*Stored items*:
☆ ☆ ☆
PR #152, opened 2018-08-08
complete-vpc-w-variables example added

Vadim-Zenin:
complete-vpc with variables.
Configuration in this directory use [complete-vpc] with variables as much as possible.


antonbabenko:
I don't think there is a value in this example and in this PR, because it just adds some values in a very opinionated way.

Terraform documentation already has detailed explanation of how values can be specified (tfvars file, variables, command line argument, env. variables, etc).

PR #159, opened 2018-08-19
Added amazon_side_asn to vpn_gateway

### LINKED ISSUE #149: Need ability to assign ASN to a VGW
The Terraform resource aws_vpn_gateway supports the ability to assign an ASN. In our environment, we need this ability to use a Cisco transit VPC solution.

A variable for input and using it in the [resource](https://www.terraform.io/docs/providers/aws/r/vpn_gateway.html) should resolve it.

antonbabenko:
Closes #149

Unfortunately, in Terraform 0.11 it is not possible to disable argument conditionally by specifying `null`.

This PR will have to wait until Terraform 0.12 is released.

### DIFF
--- a/README.md
+++ b/README.md
@@ -163,6 +163,7 @@ Terraform version 0.10.3 or newer is required for this module to work.
 
 | Name | Description | Type | Default | Required |
 |------|-------------|:----:|:-----:|:-----:|
+| amazon_side_asn | The Autonomous System Number (ASN) for the Amazon side of the gateway. If you don't specify an ASN, the virtual private gateway is created with the default ASN. | string | `` | no |
 | assign_generated_ipv6_cidr_block | Requests an Amazon-provided IPv6 CIDR block with a /56 prefix length for the VPC. You cannot specify the range of IP addresses, or the size of the CIDR block | string | `false` | no |
 | azs | A list of availability zones in the region | string | `<list>` | no |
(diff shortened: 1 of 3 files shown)


Vermyndax:
Thanks @antonbabenko

gpanula:
Maybe use a random number for the amazon side asn if one isn't provided?

```
amazon_side_asn = "${length(var.amazon_side_asn) > 0 ? var.amazon_side_asn : random_integer.random_asn }"
```

https://www.terraform.io/docs/providers/random/r/integer.html

```
resource "random_integer" "random_asn" {
  min = 50000
  max = 64000
 }
```

antonbabenko:
Should be fine now with the default value (see #176)

antonbabenko:
[v1.45.0](https://github.com/terraform-aws-modules/terraform-aws-vpc/releases/v1.45.0) has been released

plektra:
Hmm, this addition was a bit questionable. I happened to notice it when running `terraform plan` on my existing VPC (incl. VPN) configuration using always latest registry module. Changing the ASN from previous random-generated value to a fixed default recreates the whole VPN setup which might not be the desired action.

In this case though it's obvious that the module version should be locked to prevent breaking changes, but though it might be worth mentioning the side effect. It's a bit annoying when there's new variables along a new release of a module which you just need to add to your existing working configuration in order to prevent unwanted changes.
☆ ☆ ☆
*Activity*: Filter the entries down to the lines that hold "with". Copy those lines.

*Solution to this exercise*:
complete-vpc with variables.
Configuration in this directory use [complete-vpc] with variables as much as possible.
+| amazon_side_asn | The Autonomous System Number (ASN) for the Amazon side of the gateway. If you don't specify an ASN, the virtual private gateway is created with the default ASN. | string | `` | no |
 | assign_generated_ipv6_cidr_block | Requests an Amazon-provided IPv6 CIDR block with a /56 prefix length for the VPC. You cannot specify the range of IP addresses, or the size of the CIDR block | string | `false` | no |
Should be fine now with the default value (see #176)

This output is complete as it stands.